These postings have this style

http://thecabe.com/vbulletin/showthread.php?22481-WTB-Cycleplains-and-autocyles-Will-pay-5k-to-15k-for-a-nice-one 




http://thecabe.com/vbulletin/showthread.php?31740-1937-38-Deluxe-Autocycle-Mead-Ranger-by-Schwinn 




And this posting has this style

http://thecabe.com/vbulletin/showthread.php?37108-Mead-Ranger-Fender-Ornament 




This is my base, and I'm not sure either style is correct, as it appears the first style has some decoration that extends further down the support, and I would think that a portion of the decoration would be visible on mine.  Also, the curvature of the support on the front of the emblem doesn't appear to match.


----------



## kos22us

its a him, i use boiled lin seed oil to clean the paint which it brings out nicely, you dont need to scrub just apply & wipe off and seems to protect the finish for the future pretty well too, others im sure will have other cleaning methods or products, i would deff. remove the dirt & grease and this will not decrease any value of the bicycle, this is somthing i would carefully take apart ... clean and put back together, others will be able to answer alot of your other questions     great score


----------



## jd56

Wow....my wife would have my ass if I came home with this one....only because she would surmised I mortgaged the house to get it.
Nice score. I really don't know the value as I don't know much about the Meads. But he's a beaut!!! Love the tank!!
Nick is right to warn you of the painted on pinstriping. Use extra care when cleaning. Bon Ami mixed with some warm water has been suggested to me for such cleaning.
WD40 and very fine steel wool (0000 grade) works well with removing years of dirt and grime...again , care needs to be taken...don't not scrub too vigorously. But this method has great results.
If it were mine, I would just wash it, polish and service it. It is a true survivor. Well worth a 6 hr round trip drive. 
Can't help on the serial prefix of "X". 
Value.....more than I can afford!!

Sent from my DROID RAZR using Tapatalk 2


----------



## stoney

My god what a beautiful bike. I would have driven a day each way for that. Super find. Wash it gently, grease and oil mechanicals and polish it with a quality car wax. That's all I would do. That paint is gorgeous. Someone said boiled linseed oil, sounds easy enough, I'm sure it will work fine. Post pics when "he" is cleaned up.


----------



## stoney

I was super excited years ago when I got a beautiful '41 Columbia F9T in about the condition of your Ranger at an auction for $175.00. I would have crapped my knickers with your Ranger. My favorite bike colors are maroon and Ranger brown. As you said, "keep it". That bike is a life long keeper.


----------



## wspeid

JD, it would have been a 31 hour drive, so you would have had time to come up with something.  
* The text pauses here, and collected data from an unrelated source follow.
Issue #1077, opened 2016-05-20
SMath wrapper: CoolProp_get_parameter_information_string always returns long description


mikekaganski:
I have upgraded to 6.0.0, and now my SMath wrapper function CoolProp_get_parameter_information_string(Param,Output) gives always only long description.
Before, it used to give the result dependent on Output string: "full", "short", "IO" and "unit".

I do have a SMath file with saved calculations showing that it was different at one point.
[CoolProp_demo.sm.zip](https://github.com/CoolProp/CoolProp/files/274540/CoolProp_demo.sm.zip)

The history for src/CoolPropLib.cpp tells that commit 763d4ceb11da081df6653dec29d54e4ba1ff2cc2 changed this, so that Output isn't input/output anymore, but only output. Before, the value passed through it, was used as column key.

Coudn't that be reverted, and #974 be corrected in a different way?

ibell:
@jowr Please make a PR reverting this change so that this function is able to return any of the desired parameters

PR #1093, opened 2016-06-02
Revert part of 763d4ce to solve #1077

JonWel:
And adapt the julia wrapper so it still works.

### DIFF
--- a/wrappers/Julia/CoolProp.jl
+++ b/wrappers/Julia/CoolProp.jl
@@ -54,15 +54,13 @@ function get_global_param_string(Key::AbstractString)
 end
 
 # CoolProp::get_parameter_information_string
-function get_parameter_information_string(Key::AbstractString)
-message_buffer[1:5] = b"long\0" # "long" in Byte Array Literals
+function get_parameter_information_string(Key::AbstractString,OutType::AbstractString)
+  message_buffer[1:length(OutType)+1] = [OutType.data; 0x00]
   val = ccall( (:get_parameter_information_string, "CoolProp"), Clong, (Ptr{UInt8},Ptr{UInt8},Int), Key,message_buffer::Array{UInt8,1},buffer_length)
   return bytestring(convert(Ptr{UInt8}, pointer(message_buffer::Array{UInt8,1})))
 end
-function get_parameter_information_string(Key::AbstractString,OutType::AbstractString)
-message_buffer[1:length(OutType)+1] = [OutType.data; 0x00]
-  val = ccall( (:get_parameter_information_string, "CoolProp"), Clong, (Ptr{UInt8},Ptr{UInt8},Int), Key,message_buffer::Array{UInt8,1},buffer_length)
-  return bytestring(convert(Ptr{UInt8}, pointer(message_buffer::Array{UInt8,1})))
+function get_parameter_information_string(Key::AbstractString)
+  return get_parameter_information_string(Key,"long")
 end
 
 # CoolProp::get_mixture_binary_pair_data
--- a/wrappers/Julia/CoolProp.jl
+++ b/wrappers/Julia/CoolProp.jl
@@ -55,6 +55,7 @@ end
 
 # CoolProp::get_parameter_information_string
 function get_parameter_information_string(Key::AbstractString)
+message_buffer[1:4] = UInt8[108 111 110 103] # "long" written in UInt8
   val = ccall( (:get_parameter_information_string, "CoolProp"), Clong, (Ptr{UInt8},Ptr{UInt8},Int), Key,message_buffer::Array{UInt8,1},buffer_length)
   return bytestring(convert(Ptr{UInt8}, pointer(message_buffer::Array{UInt8,1})))
 end
--- a/wrappers/Julia/CoolProp.jl
+++ b/wrappers/Julia/CoolProp.jl
@@ -55,12 +55,12 @@ end
 
 # CoolProp::get_parameter_information_string
 function get_parameter_information_string(Key::AbstractString)
-message_buffer[1:4] = b"long" # "long" in Byte Array Literals
+message_buffer[1:5] = b"long\0" # "long" in Byte Array Literals
   val = ccall( (:get_parameter_information_string, "CoolProp"), Clong, (Ptr{UInt8},Ptr{UInt8},Int), Key,message_buffer::Array{UInt8,1},buffer_length)
   return bytestring(convert(Ptr{UInt8}, pointer(message_buffer::Array{UInt8,1})))
 end
 function get_parameter_information_string(Key::AbstractString,OutType::AbstractString)
-message_buffer[1:length(OutType)] = OutType.data
+message_buffer[1:length(OutType)+1] = [OutType.data; 0x00]
   val = ccall( (:get_parameter_information_string, "CoolProp"), Clong, (Ptr{UInt8},Ptr{UInt8},Int), Key,message_buffer::Array{UInt8,1},buffer_length)
   return bytestring(convert(Ptr{UInt8}, pointer(message_buffer::Array{UInt8,1})))
 end
--- a/wrappers/Julia/CoolProp.jl
+++ b/wrappers/Julia/CoolProp.jl
@@ -55,7 +55,7 @@ end
 
 # CoolProp::get_parameter_information_string
 function get_parameter_information_string(Key::AbstractString)
-message_buffer[1:4] = UInt8[108 111 110 103] # "long" written in UInt8
+message_buffer[1:4] = b"long" # "long" written in UInt8
   val = ccall( (:get_parameter_information_string, "CoolProp"), Clong, (Ptr{UInt8},Ptr{UInt8},Int), Key,message_buffer::Array{UInt8,1},buffer_length)
   return bytestring(convert(Ptr{UInt8}, pointer(message_buffer::Array{UInt8,1})))
 end
--- a/wrappers/Julia/CoolProp.jl
+++ b/wrappers/Julia/CoolProp.jl
@@ -55,7 +55,12 @@ end
 
 # CoolProp::get_parameter_information_string
 function get_parameter_information_string(Key::AbstractString)
-message_buffer[1:4] = b"long" # "long" written in UInt8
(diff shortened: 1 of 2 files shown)


wrappers/Julia/CoolProp.jl
```diff
@@ -55,6 +55,7 @@ end
 
 # CoolProp::get_parameter_information_string
 function get_parameter_information_string(Key::AbstractString)
+message_buffer[1:4] = UInt8[108 111 110 103] # "long" written in UInt8
```
ibell: Is this really necessary?

mikekaganski: Well, this is because get_parameter_information_string() wrapper in Julia was implemented to take only one argument. So, if it is to be kept (for backward compatibility?), it should return some meaningful information, which is hardcoded here.
It's another question if this wrapper should stay or if it should be replaced with another one with two arguments, following the underlying API.

JonWel: A better way would be to have two arguments in this wrapper, than to convert that argument to a UInt8 UTF8 string, than to place it inside the buffer.
It is necessary to place it in the buffer as the buffer is used to take the result string back.

I did not did it as I've just explained because I didn't find yet the function to make that conversion (I need to have a UInt8 array, and the functions I found until now keep being of type string, even if internally, they are a compatible UInt8 array).
So I put this workaround that allows the function to be still working.

JonWel: I can do a conversion char by char in a loop, this would work:
```Julia
function get_parameter_information_string(Key::AbstractString,OutType::AbstractString)
  for k = 1:length(OutType)
     message_buffer[k] = UInt8(OutType[k])
  end
  val = ccall( (:get_parameter_information_string, "CoolProp"), Clong, (Ptr{UInt8},Ptr{UInt8},Int), Key,message_buffer::Array{UInt8,1},buffer_length)
  return bytestring(convert(Ptr{UInt8}, pointer(message_buffer::Array{UInt8,1})))
end
```
Would you like that better?

mikekaganski: http://docs.julialang.org/en/release-0.4/stdlib/strings/
isn't bytestring(s) OK?

JonWel: @mikekaganski I first thought too, but the result is a `ASCIIString`. I also tried `utf8()`, but then the result is `UTF8String`.
So I can't insert them in the buffer as it requires `Array{UInt8,1}`.

Theses strings could be send to the CoolProp library, but the problem is that I don't have the buffer anymore to get the result back.

mikekaganski: Coudn't you then use reshape() on string's .data? To get its copy as a UInt8 buffer of required size?
I'm sorry that I don't know nothing about Julia, just guessing.

JonWel: @mikekaganski not exactly, but I could define the buffer to be a string full of "\0":

```julia
message_buffer = repeat("\0",buffer_length)
function get_parameter_information_string(Key::AbstractString,OutType::AbstractString)
  message_buffer = OutType*message_buffer[length(OutType):end]
  val = ccall( (:get_parameter_information_string, "CoolProp"), Clong, (Ptr{UInt8},Ptr{UInt8},Int), Key,message_buffer::Array{UInt8,1},buffer_length)
  return bytestring(convert(Ptr{UInt8}, pointer(message_buffer::Array{UInt8,1})))
end
```

With the restriction that strings can't be modified, so I have to replace it with the two peaces of string (the `*` operator allows to attach two strings together. Julia is quite type sensitive)

mikekaganski: Great! :)

JonWel: @mikekaganski This `string.data` is exactly what I needed, this makes things way simpler :) :
```julia
function get_parameter_information_string(Key::AbstractString,OutType::AbstractString)
  message_buffer[1:length(OutType)] = OutType.data
  val = ccall( (:get_parameter_information_string, "CoolProp"), Clong, (Ptr{UInt8},Ptr{UInt8},Int), Key,message_buffer::Array{UInt8,1},buffer_length)
  return bytestring(convert(Ptr{UInt8}, pointer(message_buffer::Array{UInt8,1})))
end
```

With the buffer remaining the same as before.

mikekaganski: Is the buffer null-terminated then?

mikekaganski: @JonWel , personally I would make a local variable like that:

local_buffer=(s*repeat("\0",buffer_length)).data

That way, you have buffer of bigger size, zero-terminated, local. I hope that Julia has scope concept?

JonWel: The Array{UInt8,1} is initialized with `0x00`, so yes, null terminated if `OutType` is smaller than the size of the buffer.

I made the patch (I kept the function with only one argument in case someone would prefer it, overloading is working well in Julia).
However, during the testing, I tend to have the first call going well, but not the next, telling that the parameter is invalid (whereas it is valid as it also works sometimes).

JonWel:
```julia
julia> using CoolProp

julia> get_parameter_information_string("Dmolar","long")
"Molar density"

julia> get_parameter_information_string("Dmolar","long")
"parameter is invalid: Dmolar"
```

mikekaganski: Then you could try to dump the buffer for debugging.
Actually, I still suspect not-null-terminating case: first, your buffer is created zero-filled, then you copy "long" there, after that, result is put there that is longer, and then you copy "long" (4 bytes) to buffer already filled with previous grabage.

mikekaganski: And you yourself made the c++ function to only report first argument "param" on error:

catch(...){
 		str2buf(format("parameter is invalid: %s", param), Output, n);
 	}

JonWel: Oh, the message buffer needs to be reset!
That was not needed before as the buffer was always cleaned by CoolProp when writing error message, but here is needed to force this 0 after the last character.
I correct this.

mikekaganski: Why do you use global buffer at the first place???

JonWel: @mikekaganski So the last character in string is now forced to 0 in the last commit I added.

The idea of this global buffer is to allocate the resources only once in the Julia side.
I don't want to allocate 255 bites at each call of a function that may return an error, that would have a really bad impact on functions like `AbstractState_update`.

JonWel: @mikekaganski You are right, the error caching is a bit obsolete now, as there is two possible wrong parameters.
```C++
catch(...){
str2buf(format("parameter is invalid: %s", param), Output, n);
}
```
I think it would be good that I also update that ^^

JonWel: @mikekaganski I think it is better this way.
It does not tell anymore the first parameter is wrong when this is only the second that do not work correctly, which help debugging ^^.

ibell:
Thanks @JonWel and @mikekaganski!

wrappers/Julia/CoolProp.jl
JonWel: @mikekaganski So, yes, for the specific function in use, a local buffer would also work fine as the function is not really intended to be run tenth of thousands of times.
But as there is already the global buffer present, I found that replacing only the needed part in the buffer was a more elegant solution (once this `0x00` has been taken care of).

mikekaganski: Heh.

strlen(get_global_param_string("parameter_list"))=1606
strlen(get_global_param_string("fluids_list"))=1071
strlen(get_global_param_string("predefined_mixtures"))=1091

JonWel: So some of the `get_global_param_string` can require up to 1606 characters, so quite way more than 254 (255 minus the last one being the terminating 0). I did not knew that, and it has some importance.
This may in deed be in favour to have long enough buffer to handle such long outputs.
In an other way, as only the pointer is passed to the library, keeping the single buffer but larger will just slow by a little the loading of the library, have no impact on the functions execution, and allowing any output message (up to this size of course).
So for me the best compromise for Julia’s wrapper would be to set the buffer length to 1607. What's your opinion about that?

mikekaganski: @JonWel , in SMath wrapper, I use buffer of 10 000 chars long.
I don't think limiting it too much is a good idea, because e.g. fluids list is constantly growing, and it may be required to constantly monitor this.

JonWel: Yes, it's not a heavy operation:
```Julia
julia> @time A = Array(UInt8, 10000)
  0.000009 seconds (157 allocations: 52.042 KB)
```
And the computer in use is not the best ever (a tablet suffering from the heat).

That's not that that will makes the wrapper becoming heavy.

And about the idea to keep a single buffer of this size? That makes also the error handling benefit from this larger buffer.

mikekaganski: @JonWel : about the buffer - it's up to you, but then you are in charge for guaranteeing that there will be no possibility that two functions will try to use it at the same time (like writing into this buffer a string that is based on this buffer's contents from other function). AFAICT, it doesn't seem to be a problem unless it's not thread-safe. Are Julia's global variables thread-local?

JonWel: @mikekaganski When parallel processing is in use, the module is loaded independently on each thread. So each thread will have it's own buffer.
```Julia
$ julia -p 2
julia> using CoolProp
julia> fetch(@spawnat 1 CoolProp.message_buffer)
255-element Array{UInt8,1}:
 0x11
 0x27
 0xcf
 0xfc
 0x05
    ⋮
 0x00
 0x00
 0x00
 0x00

julia> fetch(@spawnat 2 CoolProp.message_buffer)
255-element Array{UInt8,1}:
 0x00
 0x00
 0x00
 0x00
 0x00
    ⋮
 0x00
 0x00
 0x00
 0x00
```
The two buffer have different content depending on the thread. If I modify the one of the 1rst thread, only that one is changed.

Thanks for your advices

You know I'm a big fan of the "do grocery shopping the night before to get half the purchase price as Cash Back and then cover the rest with a check" routine takes the sting out of things when the wife looks over the checking account.


----------



## cyclingday

1938 model year.
 Rear fender rivets were to guard against fender rattle between the rack brace. 
 The Delta headlight lenses can be purchased from Classicriders right here on the Cabe.
 Wes Pinchot can straighten out any of the fender dings. He's also here on the Cabe.
 The Whippet ornament is a pretty easy find on e-bay, they seem to pop up fairly often.
A careful light cleaning with NO! abrasives, and you're done. The bike really only looks to be dusty, you won't need to do much, so be really careful.

Congrats! You really did hit the auction score of the year.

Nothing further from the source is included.